PR #134, opened 2023-11-24
Add SQLITE_API for user authentication functions

taozuhong:


utelle (approved):
Thanks for the adjustment of the function signatures for the user authentication extension.

PR #147, opened 2024-03-31
Fix Secure Memory

jammerxd:
Fixed a missing preprocessor definition and missing semi-colon.

SQLITE3MC_USE_RANDOM_FILL_MEMORY and SQLITE3MC_ENABLE_RANDOM_FILL_MEMORY are required

There's a missing semi-colon that makes the compiler error.


utelle:
> Fixed a missing preprocessor definition and missing semi-colon.
> 
> SQLITE3MC_USE_RANDOM_FILL_MEMORY and SQLITE3MC_ENABLE_RANDOM_FILL_MEMORY are required

Well, actually the symbol `SQLITE3MC_ENABLE_RANDOM_FILL_MEMORY` is used only once in the source. And I think it should be replaced by `SQLITE3MC_USE_RANDOM_FILL_MEMORY`. That's something I obviously forgot to do ... indicating that I'm not convinced myself whether to expose this feature at all.

IMHO it is enough to set unallocated memory to zero values. Using random data to fill unallocated memory just incurs additional overhead without increasing security. Therefore I tend to remove this option completely.

> There's a missing semi-colon that makes the compiler error.

Yes, correct. But it will no longer matter if the _random fill_ option is removed.

If you think the option to fill unallocated memory with random data should be kept, please let me know your reasoning.

jammerxd:
Gotcha - it's just that the problem right now is if you set SQLITE3MC_USE_RANDOM_FILL_MEMORY - you get 2 compile errors - one from the missing semi-colon, the other from the function that isn't exported (unresolved external symbol compile error). If you're planning on removing that option - that's okay, but we should still make it so it compiles in the meantime.

utelle:
> Gotcha - it's just that the problem right now is if you set SQLITE3MC_USE_RANDOM_FILL_MEMORY - you get 2 compile errors - one from the missing semi-colon, the other from the function that isn't exported (unresolved external symbol compile error).

Yes, that's correct. But only if you explicitly choose to use this option (which is off by default).

> If you're planning on removing that option - that's okay, but we should still make it so it compiles in the meantime.

Commit 80722b01faeb96328579c5cd594a722240040c7f removes the compile time option `SQLITE3MC_USE_RANDOM_FILL_MEMORY `. Therefore I will close this PR.

Nevertheless thank you very much for reporting the issue.

PR #181, opened 2024-11-17
Added compilation params for Android

FalsinSoft:
Without these params doesn't compiler for Android using NDK cause aes support missing


utelle:
The next version of _SQLite3 Multiple Ciphers_ hopefully doesn't need those extra compile flags any longer. However, I'm not absolutely sure whether setting the required compile options in the sources works on Android platforms. Therefore I accept the PR for now. Thanks.

PR #184, opened 2024-12-10
Fix undefined behavior related to function pointer cast

Koromix:
Casting a function pointer to a different function pointer type is undefined behavior in C, and triggers UBSan as shown below:

image

This PR fixes this by changing the declaration of `sqlite3mcFreeCodecParameterTable` to take a `void *` pointer and avoid the cast entirely.


utelle:
Thanks for reporting the issue and providing a fix.

PR #203, opened 2025-05-17
Make it available for find_package()

Pichas:
For now when you run `cmake --target install` it copies only headers and lib files, but fails if you try to use `find_package(sqlite3mc)` 

This PR adds cmake code to generate `sqlite3mcConfig.cmake`, `sqlite3mcConfigVersion.cmake`, `sqlite3mcTargets.cmake`. So now you can compile and install it into linux system and use `find_package()` to compile another projects with this library. All other libraries which uses this lib can be exported and installed without `target "sqlite3mc" that is not in any export set` error.

This PR was also tested as conan package and git submodule.

Example for static lib. Shared version works too.

```bash
# execute in the root folder to compile and install
cmake -D SQLITE3MC_STATIC=ON -Bbuild -S. --fresh
cmake --build ./build --target install
```

```cmake
# cmake file for tests
cmake_minimum_required(VERSION 3.20...4.0)

project(my_test)

add_executable(${PROJECT_NAME} main.cpp)

find_package(sqlite3mc_static REQUIRED)
target_link_libraries(${PROJECT_NAME} PRIVATE sqlite3mc_static)
```

```cpp
// main.cpp
#include <sqlite3mc/sqlite3mc.h>
#include <stdio.h>

int main() {
  printf("cipher_count: %d\n", sqlite3mc_cipher_count());
  return 0;
}
```


CMakeLists.txt
```diff
@@ -401,14 +432,13 @@ if(SQLITE3MC_BUILD_SHELL)
 
   if(SQLITE3MC_RUNTIME_LINK)
     message("Will build ${SQLITE3MC_SHELL_TARGET} with static runtime")
-    _Enable_MT(${SQLIT3MC_SHELL_TARGET})
+    _Enable_MT(${SQLITE3MC_SHELL_TARGET})
```
Pichas, line 435: fixed typo here

utelle:
> For now when you run `cmake --target install` it copies only headers and lib files, but fails if you try to use `find_package(sqlite3mc)`
> 
> This PR adds cmake code to generate `sqlite3mcConfig.cmake`, `sqlite3mcConfigVersion.cmake`, `sqlite3mcTargets.cmake`. So now you can compile and install it into linux system and use `find_package()` to compile another projects with this library. All other libraries which uses this lib can be exported and installed without `target "sqlite3mc" that is not in any export set` error.

Sounds great. Thank you for your efforts!

> This PR was also tested as conan package and git submodule.

Fantastic. This improvement of cmake support will certainly be very welcome by many users of SQLite3MC. I will merge your PR soon.

PR #210, opened 2025-07-18
Use a single name for cmake find_package

jcar87:
The PR that introduced the `find_package` capabilities does not follow usual CMake conventions, namely:
- the package has two different names, depending on whether shared or static was built
- the exported targets are not prefixed with a cmake namespace

this PR introduces this, such the config and targets work for the following:
* `find_package(sqlite3mc)` works
*  `target_link_libraries(xxx PRIVATE sqlite3mc::sqlite3mc_static)`
* OR ``target_link_libraries(xxx PRIVATE sqlite3mc::sqlite3mc)``

This is in line with current CMake convention (one may want to consider having the `sqlite3mc::sqlite3mc` be an alias for the static recipe if the shared one is not available). 

By all means, feel free to disregard this PR altogether - it's just something that I noticed while reviewing https://github.com/conan-io/conan-center-index/pull/27924. Lack of a namespace is relatively common (but not recommended), but the package having different names is rather unusual.

### DIFF
--- a/CMakeLists.txt
+++ b/CMakeLists.txt
@@ -360,7 +360,7 @@ message("Will build ${SQLITE3MC_TARGET} as ${SQLITE3MC_LINK}")
 
 include(GNUInstallDirs)
 INSTALL(TARGETS ${SQLITE3MC_TARGET}
-  EXPORT ${SQLITE3MC_TARGET}Targets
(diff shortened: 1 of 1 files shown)


utelle:
@jcar87 Thank you very much for providing these improvements to the CMake build.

------------------------------------------------

#### Brief
Reproduce, exactly as they stand in the data above, the lines from the one that holds "this PR introduces" to the one that holds "By all means, feel", inclusive.

#### Answer for the task
this PR introduces this, such the config and targets work for the following:
* `find_package(sqlite3mc)` works
*  `target_link_libraries(xxx PRIVATE sqlite3mc::sqlite3mc_static)`
* OR ``target_link_libraries(xxx PRIVATE sqlite3mc::sqlite3mc)``

This is in line with current CMake convention (one may want to consider having the `sqlite3mc::sqlite3mc` be an alias for the static recipe if the shared one is not available). 

By all means, feel free to disregard this PR altogether - it's just something that I noticed while reviewing https://github.com/conan-io/conan-center-index/pull/27924. Lack of a namespace is relatively common (but not recommended), but the package having different names is rather unusual.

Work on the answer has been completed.